Lengua y poder

Existe el riesgo de que las reiteradas provocaciones y las agresiones directas en contra de la lengua catalana como las de hace poco nos distraigan de cuáles son las verdaderas y profundas razones que las explican. Quiero decir que, más allá de las malas intenciones partidistas, la estructura de poder que ordena la relación entre España y los Països Catalans tiene en la lengua uno de sus principales instrumentos: de dominación para unos y de resistencia para otros.

Dicho de otro modo: cuando la provocación o la agresión es explícita, se puede llegar a pensar que todo se reduce a una cuestión de malas voluntades, y que si se pudiera tratar con buena gente, el problema habría terminado. Y no es así: la lengua es, al margen de las voluntades subjetivas, un espacio destacado de confrontación política. Por eso, más allá de los brotes de agresividad desbocada, para entender las condiciones reales del conflicto hay que analizar los períodos de supuesta tranquilidad, de los pretendidos tiempos de paz lingüística.

Y es que las lenguas no son sólo herramientas de comunicación, sino también instrumentos de poder que tanto pueden estar al servicio de la creación de una comunidad política, de una nación, como al servicio de su genocidio cultural. Las lenguas crean las condiciones para una existencia colectiva adaptada en cada momento, trascendiendo cada uno de los individuos que las emplean. La lengua es la herramienta que sitúa la relación social en un determinado contexto cultural e histórico.
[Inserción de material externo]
PR #7431, opened 2024-06-26
fix(edgeless): disable sync doc in edgeless text

Flrande:
Close BS-629

### DIFF
--- a/packages/blocks/src/_common/inline/presets/nodes/reference-node/reference-popup.ts
+++ b/packages/blocks/src/_common/inline/presets/nodes/reference-node/reference-popup.ts
@@ -10,6 +10,7 @@ import { html, LitElement, nothing } from 'lit';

Y es ese contexto el que atribuye sentido a la vida social a través de una memoria que actualiza el pasado para proyectarlo hacia el futuro. He aquí la grandeza de una lengua. Pero es también debido a esa grandeza por lo que puede convertirse en el objetivo a abatir para quien quiere aniquilar a la comunidad que edifica.

Así, todo intercambio lingüístico es un acto de poder, tanto cuando se produce entre los hablantes de la misma lengua -vinculándolos entre ellos-, como en los intercambios entre varias lenguas cuando entran en contacto. No se trata de buenas voluntades particulares, sino condiciones estructurales. Si la relación entre España y los Països Catalans, entre el poderoso estado nación español y la nación políticamente precaria de los territorios que hablan catalán, es de naturaleza cuasicolonial, entonces la naturaleza política de esta relación se expresará en unos determinados usos y comportamientos lingüísticos y forzará los conflictos propios de una relación de subyugación. Y esto al margen de las intenciones y percepciones subjetivas que tengan los mismos hablantes.

Por eso, en un marco de dominación y dependencia, presentar las lenguas de cada parte como meros instrumentos de comunicación políticamente inocentes es una forma de enmascarar la relación de poder, lo que obviamente favorece la posición de la lengua dominante. También es esa desigualdad estructural la que explica la eficacia de las conductas condescendientes del dominador -lo de agradecer las cuatro frases en catalán del rey de España-, o la que da cuenta de que el cambio a la lengua dominante sea interpretado como una muestra de “buena educación”. La condescendencia del fuerte y la reverencia del débil son mecanismos eficaces en toda dominación para materializar el ejercicio de la violencia simbólica, que es la que se ejerce con la complicidad de la víctima. Ya lo decía Tácito: “La marca del esclavo es hablar la lengua de su señor”.

La conclusión parece clara: esto no va ni de porcentajes en el doblaje o producción audiovisual, ni de eficacia del modelo de inmersión. Esto sólo es supervivencia. La existencia del catalán –y de la nación que contribuye a crear– depende en último término de la emancipación política de la comunidad para superar el marco actual de dependencia estructural. Por eso, mantener el catalán en todas las formas de relación no es un desprecio a la lengua española sino un verdadero acto de desobediencia a la imposición estructural de la dominación política que esta lengua, aquí y ahora, lleva añadida.